I remember it so well. It was 1974 and our neighbour’s child was born. We all lived on the edge of a small village, individual families but more like a collective community, and this was our first home birth. All went well and Christiane was welcomed with a big celebration: We had our apple cider, home made saugage and other food we from the collective farm;, we played our music and danced for joy.
We were part of the larger alternative scene, a remnant of the Hippy generation, supplementing out craft work sales with the odd jobs we found in the village. As she grew up Christiane’s approach to life showed the influence of the people in our group, and particularly of her parents. She used disgarded objects and material to create sculptures, clothes, jewellery and her own add-on room to their house. We were all proud of the way she was seeing, and living and expressing herself differently to the materialistic, consumerist, conformist society that we were making a stand against. She seemed fully integrated into our alternative society.

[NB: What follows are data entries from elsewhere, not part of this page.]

Issue #1419, opened 2017-10-26
add test for spec writer


marcoscaceres:
The "save-html.js" module is attached to the UI, which makes it  hard to test. We should split it out to its own module.

shubhshrma:
@marcoscaceres Can I take this forward? Meaning can this be completed keeping upcoming submissions in mind.

marcoscaceres:
@shubhshrma, it could definitely be. However, we'd have to think about how to actually test this. It's not super trivial.

shubhshrma:
So @marcoscaceres, what I need to do is move ```save-html.js``` in ```src/core``` and add tests for it. Please correct me if I am wrong.

marcoscaceres:
That is correct, @shubhshrma.

marcoscaceres:
Closing this 9-year-old testing task. The save-html module has evolved significantly and is tested through integration. The specific refactoring concern is outdated.

PR #1521, opened 2018-02-21
make save-html a core module

shubhshrma:
For #1419 
@marcoscaceres @saschanaz  I just moved ```save-html``` to ```core``` and changed wherever it is referenced. Tests are to be written. It would be great if you could help taking forward this PR. What tests are to be written? How to capture downloadable files inside tests?


marcoscaceres:
Closing this one, as it's not quite correct.

Issue #1522, opened 2018-02-21
Respec can't check local source files anymore


vivienlacourba:
respec was able to check a local source file now it seems it is not able to check local files anymore whereas it works fine if the file is retrieved from the web.

With local source file ... **Fails**:
```bash
~/W3C/WebRTC/webrtc-pc$ node support/respec/tools/respec2html.js -e --timeout 30 --src file://`pwd`/webrtc.html --out build/output.html
Error: 📡 HTTP Error 0: file:///home/vivien/W3C/WebRTC/webrtc-pc/webrtc.html
   at fetchAndWrite (/home/vivien/W3C/WebRTC/webrtc-pc/support/respec/tools/respecDocWriter.js:78:13)
   at <anonymous>
   at process._tickCallback (internal/process/next_tick.js:188:7)
```

With same source file fetched from the web ... **Works**:
```bash
~/W3C/WebRTC/webrtc-pc$ node support/respec/tools/respec2html.js -e --timeout 30 --src https://w3c.github.io/webrtc-pc/ --out build/output.html
```

If possible please add a new test for using local files as the test you have (number 8 and 9) are using a local webserver, eg.

```bash
node ./tools/respec2html.js -e --disable-sandbox --timeout 30 --src http://localhost:3000/examples/basic.built.html --out /dev/null (test 8/9)
```

Issue faced by @suhasHere @alvestrand @dontcallmedom on various webrtc drafts

vivienlacourba:
Hi @marcoscaceres I hope you can help us here.

Side note respec tests are also broken https://travis-ci.org/w3c/respec/jobs/344196977

marcoscaceres:
@saschanaz, this is related to us switching to Puppeteer. File URLs might not work until this get addressed: https://github.com/GoogleChrome/puppeteer/issues/1506

@vivienlacourba, the work around in just to spin up a local server for now.

```Bash
python -m SimpleHTTPServer 8000
```

(or you can npm install `http-server` and use that)

marcoscaceres:
@vivienlacourba, 
> Side note respec tests are also broken https://travis-ci.org/w3c/respec/jobs/344196977

Kindly note the above is a random feature branch, which happens to be failing - but it's not part of the build. 

To check the build status of ReSpec (the "develop" branch), go directly to https://travis-ci.org/w3c/respec

vivienlacourba:
[...]

PR #1524, opened 2018-02-21
fix(tools/respec2html): resolve src to file URL

marcoscaceres:
* relates to #1522

### DIFF
--- a/tools/respec2html.js
+++ b/tools/respec2html.js
@@ -2,6 +2,7 @@
 
 /*jshint node: true, browser: false*/
 "use strict";
+const { URL } = require('url');
 const colors = require("colors");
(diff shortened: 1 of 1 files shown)


marcoscaceres:
This doesn't fix the issue, but at least we get always get a URL based off file... it it's absolute URL, it just resolves as normal.

saschanaz:
We already have `express` (and `http-server` for dev) dependency. Should we automatically open a local server until the Chrome issue gets fixed?

marcoscaceres:
@saschanaz, we could... could you give me a rough sketch of how it might work?

marcoscaceres:
Going to use this for now, as it technically correct. We can discuss a longer term solution separately.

Christiane herself posed quite a challenge to the local school that followed the ideal of strict conformity to society. Her art work, songs, dancing and writing were generally regarded as outlandish but she since she was very open and friendly she was liked by all. We all could envisage her developing into a future creative artist in some, or even many, fields.

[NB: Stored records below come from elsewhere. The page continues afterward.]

PR #1527, opened 2018-02-22
jsonld uses undefined "xsd" namespace

gkellogg:
Set JSON-LD `@langauge` from HTML `@lang`.
Fix `datePublished` `@type` to not use undefined `xsd` namespace.


gkellogg:
Note that the SDTT doesn't care, as it doesn't look at contexts, but any other conforming JSON-LD processor will complain at the use of an undefined prefix.

Issue #1502, opened 2018-02-13
META: Google Summer of Code 2018


marcoscaceres:
🎉 ReSpec has been selected to be part of Google Summer of Code 2018 as a Mozilla project 🎉

This means that there is a really good chance of getting funding for one of you - but it's not yet guaranteed! 

## Your proposals 
Applicants, please read Google's [student guidelines for project proposals](https://google.github.io/gsocguides/student/writing-a-proposal) carefully: 

Important to note from above:
 
> This is a competitive program, each year Google turns down many more students than it funds. While pre-proposal activities are key to improving your chances of success, a poorly-written proposal is an easy way to fail. 

If the proposals are not strong, all of us risk not getting to work together - so it's on me to make sure our project proposals are highly competitive: we are competing for funds with other projects at Mozilla, so make sure that you choose wisely. 

Students interested in working on this (there is about 10 of you!), please:
 
* create and share a **private [Google Doc](http://docs.google.com/)** with your project proposal with me. I will review this when you tell me to, and help you make sure it's competitive.  
* use the [Elements of a Quality Proposal](https://google.github.io/gsocguides/student/writing-a-proposal#elements-of-a-quality-proposal) to structure your proposal. 
* Explore this project: please research how it is used in the wild, explore the user interface, explore the code, and see the [issues people are currently having](https://github.com/w3c/respec/issues), and start thinking about how you would make the project better.  

## Proposal due date
I expect the **first round of proposals by the 26th of February** for me to review. 

You have two options:

 1. Marcos gives you a list of tasks to work on. I'll label the issues on github as "GSoC". 
 1. You propose a list of things that are of interest to you.

In either case, I expect applicants to do some degree of deep diving into the project and understand what it's being used for, by who, and why. Consider this part of the application process, as it's demonstrating your ability to be self directed.    

Please also subscribe to this issue for updates. 

If you want to contact me privately with questions, please use "mcaceres@mozilla.com".  

I'll update this with more details and large things that need fixing.  

## Tasks (big ticket items)
More stars, the more important. 

## WebIDL module rewrite ⭐️⭐️⭐️ ⭐️⭐️
WebIDL is absolutely critical to web specifications - it's how we define APIs for the web.

Unfortunately, the current code base for WebIDL has maintainability problems, bugs, and needs a rewrite. 

[...]

PR #1532, opened 2018-02-25
converting promise to async/await

himanish-star:
fixes; #1502 
@marcoscaceres, I have really filed this PR in a hurry so please don't mind those function names. 
I hope my solution is the right fix to this :smiley:


marcoscaceres:
See feedback in https://github.com/w3c/respec/pull/1533, as these are really quite similar.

Her higher education choices put an end to our hopes. Christiane excelled in math, IT, and the sciences and became fascinated by them. She gained top grades in these fields, was accepted into university, graduated and we feared she had now adopted society’s values and goals as her own.
Whenever Christiane returned to our community she fitted back in well, joining in with our creative activities and efforts for self-sufficiency but deep down we now saw her as different from us.
It was bewildering to receive an invitation to “Christiane's First Solo Exhibition”. We went there, not knowing what we would encounter. The Gallery was very modern, in an upmarket area, which made us feel very uncomfortable. Christiane gave us a warm welcome but she had to leave us to engage in intensive discussions with other groups. It took us some time to “see” what she had produced and what this exhibition was saying. Christiane’s art made great use of technology, computer programs, physics and math concepts. Her art came from a place in her mind that brought our free, non-conformist imaginings together with science, math and technology. This was something that took us into new territory.
To say that we were amazed, provoked, and challenged by the person she had developed into would be an understatement. Many long sessions together followed where Christiane became the teacher and we her pupils. She talked of the inexplicable sense of beauty and how the laws of maths, wave theory, and chemical equations all added up to give her amazing images and how computer technology enabled her to realize what she had imagined. She had embraced something that we had rejected and in so doing she had gone to heights of creativity that we would never reach. We were proud of our input into her life and awed that she took on areas that we had rejected. A true nonconformist.
Christiane is now married. She has married an engineer, again bringing together science and technology and the arts. She travels extensively and sees creation through her expanded lenses. In her workshops and residencies she brings these two often diametrically opposed views of reality into harmony, as those who see her work recognize.
Christiane could put many letters after her name, titles that are evidence of her achievements in math, sciences, and IT. I feel so proud that instead Christiane has chosen ‚ARTIST‘.